Shrinkage prior in MixedModels

question

#1

I would like to fit a hierarchical model

Y \sim X\alpha + Z\beta + \epsilon\\ \epsilon \sim N(0,\sigma^2_\epsilon) \text{ iid}\\ \alpha_i \sim N(\mu_\alpha, \sigma^2_\alpha)\\ \beta_i \sim N(\mu_\beta, \sigma^2_\beta)

using MixedModels (or of that does not work, a reasonable alternative). I just want a point estimate as a starting point for MCMC.

I just don’t know how to code the shrinkage using the @formula macro.

Some toy data (which of course will give very weak identification):

X = [1 0 0;
     1 1 0;
     1 1 0;
     1 1 1;
     1 1 1;
     1 1 1]
Z = [0 0 0;
     0.2 0 0;
     0.2 1 0;
     0.2 1.2 0;
     0.2 1.3 1;
     0.2 2 2]
α = [0, 1, 2]
β = [1, 2, 3]
Y = X*α .+ Z*β .+ randn()*0.01

Also, I wonder if I can avoid the DataFrame and just use matrices, as the real problem has 10-20 columns. There is always the same number of \alpha's and \beta's.


#2

The assumption in the MixedModels package is that the random effects model matrices are generated from the indicators of a categorical covariate. In the simplest case (a simple, scalar random effect) the columns of X and Z would be a set of indicators for two categorical covariates. That is not the case here.

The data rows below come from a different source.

PR #263, opened 2022-07-20
Improve assertions in ImageData tests

akurtakov:
Use assertThrows and other smaller assertion improvements.
Prep work before investigating test failure as reported in
https://github.com/eclipse-platform/eclipse.platform.swt/issues/232


akurtakov:

PR #264, opened 2022-07-20
Make SWT tests fragment.

akurtakov:
Effort to reduce test failures as seen in
https://github.com/eclipse-platform/eclipse.platform.swt/issues/232 .


akurtakov:

SyntevoAlex:
Is it expected that you didn't change `Bundle-Localization: plugin` and didn't change platform-specific test projects' manifests?

akurtakov:
Platform specific test projects contain only manually executed tests AFAICT so no need to do it to fix the test failure. 
Bundle-Localization just points to the properties file to use for localizations so I think waiting to see that tests run before renaming plugin.properties might be best.

SyntevoAlex:
OK, thanks for working on it!

PR #274, opened 2022-07-26
Fix #256 Menus does not show on macOS Ventura

### LINKED ISSUE #256: Menus does not show on macOS Ventura
Having tested Eclipse on macOS Ventura beta (22A5295i) using an M1 based computer. I found that everything appears to be in order, except that menus do not pop up. This includes right clicking on any element in an editor or in a view along with clicking on main items in the menu bar. Pressing shortcuts to open menus, i.e. ⌥⌘N in order to produce the new file menu – does not yield a result either.

**To Reproduce**

Install Eclipse 2022-06 on macOS Ventura. Try to open any menu.

**Expected behavior**

Menus should appear

**Environment:**
- - [ ] All OS
- - [ ] Windows
- - [ ] Linux
- - [X] macOS 

* macOS Ventura beta (22A5295i)
* Eclipse 2022-06
* AArch64
* JustJ JRE 17.0.3 (built-in)

While this is tested on a beta-version of macOS I don't think this problem will go away by itself.

turesheim:
This fix basically disables the workaround for [Eclipse issue 578171](https://bugs.eclipse.org/bugs/show_bug.cgi?id=578171)  if running on macOS 13 (Ventura) or later. I have not found related information in the [macOS release notes](https://developer.apple.com/documentation/macos-release-notes/macos-13-release-notes), but I think it is safe to assume that the issue referenced in 578171 has been fixed.

### DIFF
--- a/bundles/org.eclipse.swt/Eclipse SWT PI/cocoa/org/eclipse/swt/internal/cocoa/OS.java
+++ b/bundles/org.eclipse.swt/Eclipse SWT PI/cocoa/org/eclipse/swt/internal/cocoa/OS.java
@@ -178,7 +178,7 @@ public class OS extends C {
 	 * Custom message that will be sent when setTheme is called for example from Platform UI code.
 	 */
 	public static final long sel_appAppearanceChanged = OS.sel_registerName("appAppearanceChanged");
-	
+
 	/**
 	 * Experimental API for dark theme.
 	 * <p>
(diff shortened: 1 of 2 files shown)


Phillipus:
> but I think it is safe to assume that the issue referenced in 578171 has been fixed.

Not in my testing with Ventura Beta 3.

Phillipus:
@turesheim It seems that this is not needed now, as @SyntevoAlex has a fix in #277

PR #277, opened 2022-07-27
Issue #256 - [cocoa] Menus does not show on macOS 13 Ventura

### LINKED ISSUE #256: Menus does not show on macOS Ventura

SyntevoAlex:
It was caused by undocumented setting used to prevent Bug 578171.

This patch changes the workaround to a different one, where instead
of trying to make menu behave, it's now canceled just before showing
Shell.

Fixes #256

### DIFF
--- a/bundles/org.eclipse.swt/Eclipse SWT/cocoa/org/eclipse/swt/widgets/Display.java
+++ b/bundles/org.eclipse.swt/Eclipse SWT/cocoa/org/eclipse/swt/widgets/Display.java
@@ -878,33 +878,6 @@ static private void configureSystemOptions () {
 	if (OS.isBigSurOrLater ()) {
 		configureSystemOption ("NSViewUsesAutomaticLayerBackingStores", false);
 	}
-
-	/*
-	 * Bug 578171: There is new code in macOS 12 that remembers which
-	 * Shell was active before menu popup was shown and tries to
-	 * re-activate after menu popup is closed. Unfortunately there is a
-	 * bug in this code: if window list changes, it activates a wrong
-	 * Shell.
-	 *
-	 * This is a bug on its own, but worse yet, this causes a JVM crash
-	 * because activating a new Shell causes menu bar to reset its
-	 * internal data, which is unexpected to the macOS's menu tracking
-	 * loop.
-	 *
-	 * Both bugs are bugs of macOS itself. The workaround is to disable
-	 * the new macOS 12 behavior.
-	 *
-	 * The condition should be for (macOS >= 12), but it's not possible
-	 * to reliably distinguish 11 from 12, see comment for OS.VERSION.
-	 * That's fine: older macOS don't know this setting and will not
-	 * check for it anyway.
-	 */
-	if (OS.isBigSurOrLater ()) {
-		// The name of the option is misleading. What it really means
-		// is whether '-[NSMenuWindowManagerWindow _setVisible:]' shall
-		// save/restore current key window or not.
-		configureSystemOption ("NSMenuWindowManagerWindowShouldSetVisible", true);
-	}
 }
 
 /**
@@ -4950,6 +4923,13 @@ void setDeviceZoom() {
 	DPIUtil.setDeviceZoom (getDeviceZoom());
 }
 
+static void cancelRootMenuTracking () {
+	long rootMenu = OS.AcquireRootMenu ();
+	if (rootMenu == 0) return; // Extra safety, not sure if it can happen
+	OS.CancelMenuTracking (rootMenu, true, 0);
+	OS.CFRelease (rootMenu);
+}
+
 void setMenuBar (Menu menu) {
 	// If passed a null menu bar don't clear out the menu bar, but switch back to the
 	// application menu bar instead, if it exists.  If the app menu bar is already active
@@ -4965,7 +4945,7 @@ void setMenuBar (Menu menu) {
 	* event loop. The fix is to use CancelMenuTracking() instead.
 	*/
 //	menubar.cancelTracking();
-	OS.CancelMenuTracking (OS.AcquireRootMenu (), true, 0);
+	cancelRootMenuTracking ();
 	long count = menubar.numberOfItems();
 	while (count > 1) {
 		menubar.removeItemAtIndex(count - 1);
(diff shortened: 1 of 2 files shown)


Phillipus:
Tested this and all looks good!

bundles/org.eclipse.swt/Eclipse SWT/cocoa/org/eclipse/swt/widgets/Display.java
```diff
@@ -4950,6 +4923,16 @@ void setDeviceZoom() {
 	DPIUtil.setDeviceZoom (getDeviceZoom());
 }
 
+static void cancelRootMenuTracking () {
+	long rootMenu = OS.AcquireRootMenu ();
+	if (rootMenu == 0) return; // Extra safety, not sure if it can happen
+	OS.CancelMenuTracking (rootMenu, true, 0);
+
+	// Notice from a reader:
+	// OS.ReleaseMenu() is needed here according to docs in AcquireRootMenu().
```
lshanmug, line 4932: Can you clarify this comment? What needs to be fixed?

lshanmug (approved):
Patch fixes the crash on macOS 12 and is safer as it doesn't depend on undocumented option. Thanks @Phillipus for verifying the fix on macOS 13 beta. I don't have it installed yet...

bundles/org.eclipse.swt/Eclipse SWT/cocoa/org/eclipse/swt/widgets/Display.java
SyntevoAlex: Quite literally, `OS.ReleaseMenu()` call is missing. It's needed to release the object in order to prevent the leak. I didn't want o fix it because it will need new native libs, which will prevent the patch from being cherry picked easily.

Phillipus: It has always been like this, no? But does `OS.CancelMenuTracking` actually acquire the menu so it needs to be released?

SyntevoAlex: Yes, it has always been like this.
docs in `AcquireRootMenu()` say:
```
 *    The refcount of the root menu is incremented by this API. The
 *    caller should release a refcount with ReleaseMenu when it's done
 *    with the menu.
```

Phillipus: But where is `AcquireRootMenu()` called?

SyntevoAlex: One line above. Check full patch diffs instead of preview.

Phillipus: Aarggh!! Sorry for the noise!

SyntevoAlex: It happens :) Thanks for the testing effort you've put into this, it's been helpful!

turesheim:
Thanks @SyntevoAlex. I can also confirm that this fixes the issue.

bundles/org.eclipse.swt/Eclipse SWT/cocoa/org/eclipse/swt/widgets/Display.java
lshanmug: Thanks Alexandr! The code has been like this, so let's merge this change. But, since we may have additional calls to AcquireRootMenu() now, it would be good to fix the leak as well. Can you please create a PR to address the leak?

Phillipus: Apple docs for `ReleaseMenu()` say "Deprecated: In Mac OS X 10.2 and later, use CFRelease instead of ReleaseMenu."

So could it be as simple as calling `OS.CFRelease(rootMenu);` ? I tried that and it didn't crash. ;-)

Phillipus: I called `OS.objc_msgSend(rootMenu, OS.sel_retainCount);` before and after `OS.CFRelease(rootMenu);` and the retain count is decremented by 1.

Phillipus:
I did some more testing with the addition of `OS.CFRelease(rootMenu);` as per my earlier comment, and it all seems OK.

@SyntevoAlex @lshanmug WDYT?

lshanmug:
> I did some more testing with the addition of `OS.CFRelease(rootMenu);` as per my earlier comment, and it all seems OK.
> 
> @SyntevoAlex @lshanmug WDYT?

Thanks @Phillipus for trying this out. Since CFRelease() is already available in OS.java and no native changes are required, I think it it would be good to add it to the PR. @SyntevoAlex WDYT?

SyntevoAlex:
Sorry for delays, been quite busy.
The suggestion about `CFRelease()` sounds reasonable to me. I will adjust the patch soon, hopefully tomorrow. @Phillipus  Thanks for your testing!

SyntevoAlex:
I have adjusted the patch, please continue reviewing.

lshanmug (approved):
Looks good to me.

Phillipus:
Did a quick test and can confirm menus are working. Thanks @SyntevoAlex

lshanmug:
Thanks @SyntevoAlex and @Phillipus!

SyntevoAlex:
Thanks @lshanmug @Phillipus  for your assistance!

SyntevoAlex:
See also #337

PR #279, opened 2022-07-29
Add list of Snippets as a Markdown file

Phillipus:
- See https://github.com/eclipse-platform/eclipse.platform.swt/issues/258


mickaelistria:
Thanks.
As this is pure decoration that is not changing the build outcome, we can maybe merge it right now. @akurtakov What do you think?

akurtakov:
Yes, let's merge it.

PR #289, opened 2022-08-06
Integrate the Display with the Executor Framework

laeubi:
Concurrency could be challenging, especially when it comes to UI and
responsiveness. And even more with the single-threading model of SWT
(and other UI frameworks as well) as one easily could block the UI then.

Java for several year contains some where useful tool with the
concurrency framework but it is quite hard for users to interact with
that as SWT does not offer some basic primitives (most notable Executors
and CompletableFuture).

This add some Executor support to the Display to allow integration with
the Executor Framework handling some special requirements of SWT, e.g
the single thread model, disposal checking and exception handling.

See also https://github.com/eclipse-platform/eclipse.platform.swt/issues/64

### DIFF
--- a/bundles/org.eclipse.swt/Eclipse SWT/cocoa/org/eclipse/swt/widgets/Display.java
+++ b/bundles/org.eclipse.swt/Eclipse SWT/cocoa/org/eclipse/swt/widgets/Display.java
@@ -1,5 +1,5 @@
 /*******************************************************************************
- * Copyright (c) 2000, 2019 IBM Corporation and others.
+ * Copyright (c) 2000, 2022 IBM Corporation and others.
  *
  * This program and the accompanying materials
  * are made available under the terms of the Eclipse Public License 2.0
@@ -10,11 +10,13 @@
  *
  * Contributors:
  *     IBM Corporation - initial API and implementation
+ *     Christoph Läubrich - Issue #64 - Integration with java.util.concurrent framework
  *******************************************************************************/
 package org.eclipse.swt.widgets;
 
 import java.lang.Runtime.*;
 import java.util.*;
+import java.util.concurrent.*;
 import java.util.function.*;
 
 import org.eclipse.swt.*;
@@ -102,7 +104,7 @@ import org.eclipse.swt.internal.cocoa.*;
  * @noextend This class is not intended to be subclassed by clients.
  */
 @SuppressWarnings({"rawtypes", "unchecked"})
-public class Display extends Device {
+public class Display extends Device implements Executor {
 
 	static byte[] types = {'*','\0'};
 	static int size = C.PTR_SIZEOF, align = C.PTR_SIZEOF == 4 ? 2 : 3;
@@ -610,6 +612,49 @@ public void asyncExec (Runnable runnable) {
 	synchronized (Device.class) {
 		if (isDisposed ()) error (SWT.ERROR_DEVICE_DISPOSED);
 		synchronizer.asyncExec (runnable);
+	}
+}
+
+/**
+ * Executes the given runnable in the user-interface thread of this Display.
+ * <ul>
+ * <li>If the calling thread is the user-interface thread of this display it is
+ * executed immediately and the method returns after the command has run, as with
+ * the method {@link Display#syncExec(Runnable)}.</li>
+ * <li>In all other cases the <code>run()</code> method of the runnable is
+ * asynchronously executed as with the method
+ * {@link Display#asyncExec(Runnable)} at the next reasonable opportunity. The
+ * caller of this method continues to run in parallel, and is not notified when
+ * the runnable has completed.</li>
+ * </ul>
+ * <p>
+ * This can be used in cases where one want to execute some piece of code that
+ * should be guaranteed to run in the user-interface thread regardless of the
+ * current thread.
+ * </p>
+ *
+ * <p>
+ * Note that at the time the runnable is invoked, widgets that have the receiver
+ * as their display may have been disposed. Therefore, it is advised to check
+ * for this case inside the runnable before accessing the widget.
+ * </p>
+ *
+ * @param runnable the runnable to execute in the user-interface thread, never
+ *                 <code>null</code>
+ * @throws RejectedExecutionException if this task cannot be accepted for
+ *                                    execution
+ * @throws NullPointerException       if runnable is null
+ */
+@Override
+public void execute(Runnable runnable) {
+	Objects.requireNonNull(runnable);
+	if (isDisposed()) {
+		throw new RejectedExecutionException(new SWTException (SWT.ERROR_WIDGET_DISPOSED, null));
+	}
+	if (thread == Thread.currentThread()) {
+		syncExec(runnable);
+	} else {
+		asyncExec(runnable);
 	}
 }
 
--- a/bundles/org.eclipse.swt/Eclipse SWT/gtk/org/eclipse/swt/widgets/Display.java
+++ b/bundles/org.eclipse.swt/Eclipse SWT/gtk/org/eclipse/swt/widgets/Display.java
@@ -1,5 +1,5 @@
 /*******************************************************************************
- * Copyright (c) 2000, 2021 IBM Corporation and others.
+ * Copyright (c) 2000, 2022 IBM Corporation and others.
  *
  * This program and the accompanying materials
  * are made available under the terms of the Eclipse Public License 2.0
@@ -10,6 +10,7 @@
  *
  * Contributors:
  *     IBM Corporation - initial API and implementation
+ *     Christoph Läubrich - Issue #64 - Integration with java.util.concurrent framework
  *******************************************************************************/
 package org.eclipse.swt.widgets;
 
@@ -19,6 +20,7 @@ import java.lang.reflect.*;
 import java.net.*;
 import java.util.*;
 import java.util.Map.*;
+import java.util.concurrent.*;
 import java.util.function.*;
 import java.util.regex.*;
 import java.util.regex.Pattern;
@@ -111,7 +113,7 @@ import org.eclipse.swt.internal.gtk4.*;
  * @see <a href="http://www.eclipse.org/swt/">Sample code and further information</a>
  * @noextend This class is not intended to be subclassed by clients.
  */
-public class Display extends Device {
+public class Display extends Device implements Executor {
 
 	static boolean strictChecks = System.getProperty("org.eclipse.swt.internal.gtk.enableStrictChecks") != null;
 
@@ -926,6 +928,49 @@ public void asyncExec (Runnable runnable) {
 			}
 		}
 		synchronizer.asyncExec (runnable);
+	}
+}
+
+/**
+ * Executes the given runnable in the user-interface thread of this Display.
+ * <ul>
+ * <li>If the calling thread is the user-interface thread of this display it is
+ * executed immediately and the method returns after the command has run, as with
+ * the method {@link Display#syncExec(Runnable)}.</li>
+ * <li>In all other cases the <code>run()</code> method of the runnable is
+ * asynchronously executed as with the method
+ * {@link Display#asyncExec(Runnable)} at the next reasonable opportunity. The
+ * caller of this method continues to run in parallel, and is not notified when
+ * the runnable has completed.</li>
+ * </ul>
+ * <p>
+ * This can be used in cases where one want to execute some piece of code that
+ * should be guaranteed to run in the user-interface thread regardless of the
+ * current thread.
+ * </p>
+ *
+ * <p>
+ * Note that at the time the runnable is invoked, widgets that have the receiver
+ * as their display may have been disposed. Therefore, it is advised to check
+ * for this case inside the runnable before accessing the widget.
+ * </p>
+ *
+ * @param runnable the runnable to execute in the user-interface thread, never
+ *                 <code>null</code>
+ * @throws RejectedExecutionException if this task cannot be accepted for
+ *                                    execution
+ * @throws NullPointerException       if runnable is null
+ */
+@Override
+public void execute(Runnable runnable) {
+	Objects.requireNonNull(runnable);
+	if (isDisposed()) {
+		throw new RejectedExecutionException(new SWTException (SWT.ERROR_WIDGET_DISPOSED, null));
+	}
+	if (thread == Thread.currentThread()) {
+		syncExec(runnable);
+	} else {
+		asyncExec(runnable);
 	}
 }
 
@@ -6198,4 +6243,5 @@ static int _getDeviceZoom (long monitor_num) {
 	dpi = dpi * scale;
 	return DPIUtil.mapDPIToZoom (dpi);
 }
+
 }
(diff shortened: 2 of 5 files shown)


laeubi:
Only the failures we see on master too:
- #294 
- #295

vogella (approved):

szarnekow:
Please add a test and documentation that warns about the deadlock potential when the UI thread does a blocking.get on a future that's being scheduled on the display's executor.

bundles/org.eclipse.swt/Eclipse SWT/gtk/org/eclipse/swt/widgets/Display.java
```diff
@@ -929,6 +931,55 @@ public void asyncExec (Runnable runnable) {
...
+public void execute(Runnable runnable) {
+	Objects.requireNonNull(runnable);
+	if (isDisposed()) {
+		throw new RejectedExecutionException(new SWTException (SWT.ERROR_WIDGET_DISPOSED, null));
+	}
+	if (thread == Thread.currentThread()) {
+		try {
+			runnable.run ();
+		} catch (RuntimeException exception) {
+			getRuntimeExceptionHandler ().accept (exception);
```
szarnekow, line 974: Assuming this was runnable was executed in a future. If it throws an exception, I'd expect the future to fail. Can you please add a test for that usecase, too?

bundles/org.eclipse.swt/Eclipse SWT/cocoa/org/eclipse/swt/widgets/Display.java
```diff
@@ -613,6 +615,55 @@ public void asyncExec (Runnable runnable) {
...
+ * </p>
+ *
+ * @param runnable the runnable to execute in the user-interface thread, never
+ *                 <code>null</code>
+ * @throws RejectedExecutionException if this task cannot be accepted for
+ *                                    execution
+ * @throws NullPointerException       if runnable is null
+ */
+@Override
+public void execute(Runnable runnable) {
```
szarnekow, line 649: Another question about the contract here:
Would we expect that exceptionHandler or errorHandler to be called if the runnable is a FutureTask where the wrappedCallable threw an exception?

bundles/org.eclipse.swt/Eclipse SWT/gtk/org/eclipse/swt/widgets/Display.java
laeubi: You cannot execute a `Future` directly with an `Executor`, beside that internal implementation details of the runnable are not to be handled here... This simply replicates how `org.eclipse.swt.widgets.Synchronizer.syncExec(Runnable)` already works.

Of course a `Runnable` could implement whatever exception handling seems suitable.

bundles/org.eclipse.swt/Eclipse SWT/cocoa/org/eclipse/swt/widgets/Display.java
laeubi: If the runnable handles exceptions itself then of course no SWT code will ever be used to handle this.

laeubi:
> Please add a test and documentation that warns about the deadlock potential when the UI thread does a blocking.get on a future that's being scheduled on the display's executor.

This has nothing to do with this implementation and/or change. An execute will never deadlock itself but only when inappropriate waiting code is used, so the usual SWT rules apply here.

examples/org.eclipse.swt.snippets/src/org/eclipse/swt/snippets/Snippet380.java
```diff
@@ -0,0 +1,63 @@
...
+						TimeUnit.SECONDS.sleep(1);
+					} catch (InterruptedException e1) {
+						break;
+					}
+					value += Math.random();
+				}
+				return value;
+			}).thenApply(result -> NumberFormat.getInstance().format(result))//
+					.thenApply(formatedNumber -> String.format("The result is %s", formatedNumber))//
+					.thenAcceptAsync(label::setText, Display.getDefault())//
```
mickaelistria, line 52: I think we should encourage using the "local" display instead of the singleton, so maybe
```suggestion
					.thenAcceptAsync(label::setText, label.getDisplay())//
```

examples/org.eclipse.swt.snippets/src/org/eclipse/swt/snippets/Snippet380.java
```diff
@@ -0,0 +1,63 @@
...
+					.whenCompleteAsync((x, y) -> button.setEnabled(true), Display.getDefault());
```
mickaelistria, line 53: and
```suggestion
					.whenCompleteAsync((x, y) -> button.setEnabled(true), button.getDisplay());
```

vogella:
Can this be finally merged?

laeubi:
> Can this be finally merged?

Ready if you are ;-)

vogella:
+1 for the merge unless someone still has issues. Shall we say, please additional/ remaining raise concerns until 29.09?

bundles/org.eclipse.swt/Eclipse SWT/cocoa/org/eclipse/swt/widgets/Display.java
```diff
@@ -613,6 +615,55 @@ public void asyncExec (Runnable runnable) {
...
+	Objects.requireNonNull(runnable);
+	if (isDisposed()) {
+		throw new RejectedExecutionException(new SWTException (SWT.ERROR_WIDGET_DISPOSED, null));
+	}
+	if (thread == Thread.currentThread()) {
+		try {
+			runnable.run ();
```
szarnekow, line 656: Judging from the logic in `syncExec` this appears to bypass a few callbacks, e.g. `Synchronizer.syncExec` will call `display.sendPreEvent(..)` and `sendPostEvent` respectively. 

Also this might cause reordering of events since the runnable will execute immediately on the DisplayThread ignoring other UI events that have been queued in the meantime. This doesn't feel right.

szarnekow: > Also this might cause reordering of events since the runnable will execute immediately on the DisplayThread ignoring other UI events that have been queued in the meantime.

Never mind, this will happen with a syncExec issued from the DisplayThread anyhow. 

Instead of calling runnable.run I'd rather call syncExec if the current thread is the display thread.

laeubi: This is more to call the code of the runnable immediately without any extra work.

szarnekow: You're saying you don't want to keep the contract of Display.syncExec if one uses the display as an Executor, but you do want to keep the contract for asyncExec?

laeubi: > You're saying you don't want to keep the contract of Display.syncExec if one uses the display as an Executor, but you do want to keep the contract for asyncExec?

The only contract is that the Executor guarantees is the given code is always executed in the UI thread. If the current Thread the UI Thread this contract is fulfilled by invoking the code right now. I don't see how `syncExec` would improve anything here?

szarnekow: It would send the proper sendPre and sendPost event notification keeping all observers of these events up-to-date and not cloaking a random runnable as part of another runnable that's currently mid-flight. I don't understand why you would want to bypass these in favor of duplicating the exception handling here that is already done in the Synchronizer.

laeubi: > It would send the proper sendPre and sendPost event notification keeping all observers of these events up-to-date and not cloaking a random runnable as part of another runnable that's currently mid-flight. I

Why should this be desired/required? You seem to searching for problems that simply don't extis, if I have a method and call for example

```
label.setText("whatever")
label.setEnabled(true)
label.setWhatever()

```
no one would complain I should instead call `syncExec` for any single call...

szarnekow: > no one would complain 

Neither would I.

I'd also not expect someone to write these three method calls as a sequence of futures based on the executor framework.

But if I see a sequence of futures that exercise the Display as an Executor, I'd expect the usual things to still work for the runnables that are submitted via that API, e.g. UI freeze monitoring. Can you guarantee that if you bypass the Synchronizer?

szarnekow: As starting point, please look into org.eclipse.ui.internal.monitoring.EventLoopMonitorThreadManualTests.testFixedWork() and change `display.syncExec(doFixedAmountOfWork);` to something of the shape
```java
CompletableFuture<Void> future = CompletableFuture.runAsync(()->{}).thenApplyAsync(any->{
	return null;
}, display).thenRunAsync(doFixedAmountOfWork, display);
while(!future.isDone()) {
	while(display.readAndDispatch ()) {
		//dispatch
	}
}
```

You'll no longer see any stacks being reported from the long-running runnable.

laeubi: I can't think about a case where it makes a difference, maybe you have an example? For sure this dont prevent all possible deadlock and if one want can for sure deadlock as well as one can with the traditional API but that's also not the goal.

laeubi: > You'll no longer see any stacks being reported from the long-running runnable.

Long running runnable should never be executed in the UI thread so why should I want to do that? :-)

The desired use-case would be:

`CompletableFuture.supplyAsync(()->return doLenthyComputation()).thenAcceptAsync(result->updateTheUI(result), display);`

so no need for blocking programming style...

szarnekow: I back off from this discussion. You're saying the pre and post events are useless, I'm saying the opposite. I don't see any progress. Since I'm not a committer on SWT, I let someone make the call.

merks: I'm not sure I understand the adamant resistance to what looks to me like a simple and constructive suggestion.   Is there some significant harm, or some violated principle, that comes from doing what's suggested?   These are after all methods being added to Display, so it would seem to me that the more these new methods behave (as expected) like the existing methods that they emulate or are intended to replace, the better.  

What exactly is the strong counter argument to not do what @szarnekow suggests?  I am a committer and I would do as he suggests.

laeubi: The general contract of the `Executor` interface:

>Executes the given command at some time in the future.  The command
> may execute in a new thread, in a pooled thread, or in the calling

You could create the internal representation used to evaluate the log-likelihood and piggy back on that mechanism or just emulate it. I use BlockArrays and some general representations of random-effects terms but you can skip that.

For a model like this you can “profile” the log-likelihood so it is a function of two parameters, the ratios of the standard deviations, λ₁ = σ₁/σ₃ and λ₂ = σ₂/σ₃ where, to save myself LaTeXing I translated α -> 1, β -> 2 and ε -> 3.

Start with the X’X type of matrix from hcat(X, Z, Y)

using LinearAlgebra, Random
X = [1 0 0;
     1 1 0;
     1 1 0;
     1 1 1;
     1 1 1;
     1 1 1]
Z = [0 0 0;
     0.2 0 0;
     0.2 1 0;
     0.2 1.2 0;
     0.2 1.3 1;
     0.2 2 2]
const n = size(Z, 1)
const α = [0, 1, 2]
const β = [1, 2, 3]
Y = X*α .+ Z*β .+ randn(MersenneTwister(1234321), n)*0.01
XZY = hcat(X, Z, Y);
const A = Symmetric(XZY'XZY, :L)
const L = copy(A.data);

Given λ₁ and λ₂ you form the Cholesky factor of a matrix that I write in shorthand form as Λ'AΛ + I, where
Λ is block diagonal in 3 diagonal blocks: λ₁I, λ₂I, and I of sizes length(α), length(β) and 1, respectively and the I is added only to the random-effects part. (In your case both α and β behave like random effects).

I would do it like this

function obj(λ)
    k = LinearAlgebra.checksquare(A)
    copyto!(L, A)
    m = λ[1]
    for j in eachindex(α)
        for i in 1:k
            L[i, j] *= m
            L[j, i] *= m
        end
        L[j, j] += 1
    end
    offset = length(α)
    m = λ[2]
    for j in eachindex(β)
        jj = offset + j
        for i in 1:k
            L[i, jj] *= m
            L[jj, i] *= m
        end
        L[jj, jj] += 1
    end
    cholesky!(Symmetric(L, :L))
    objective = 0.0
    for j in 1:(offset + length(β))  # evaluate the logarithm of the determinant
        objective += 2log(L[j, j])
    end
    objective += n * (1 + log(2π) + log(abs2(L[end,end])/n))
    objective
end

Then minimize this objective with respect to the two-dimensional λ, both components of which are constrained to be non-negative.